* [TASK DESCRIPTION] Go over the listing below line by line, and return each one holding the string "fused".

* [RECORDS TO PROCESS]
◆ ◆ ◆ ◆ ◆
PR #41, opened 2026-09-02
feat(tuning): autotune fused GeGLU implementations

ChenxiHe231:
## Summary

Extend GEMM autotuning to cover complete GeGLU operators and specialized implementations.

## Changes

- Add `GeGlu` semantics to `GemmTuningKey`.
- Enumerate custom, split and dual-GEMM fused candidates.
◆ ◆ ◆ ◆ ◆
* [TASK RESPONSE]
feat(tuning): autotune fused GeGLU implementations
- Enumerate custom, split and dual-GEMM fused candidates.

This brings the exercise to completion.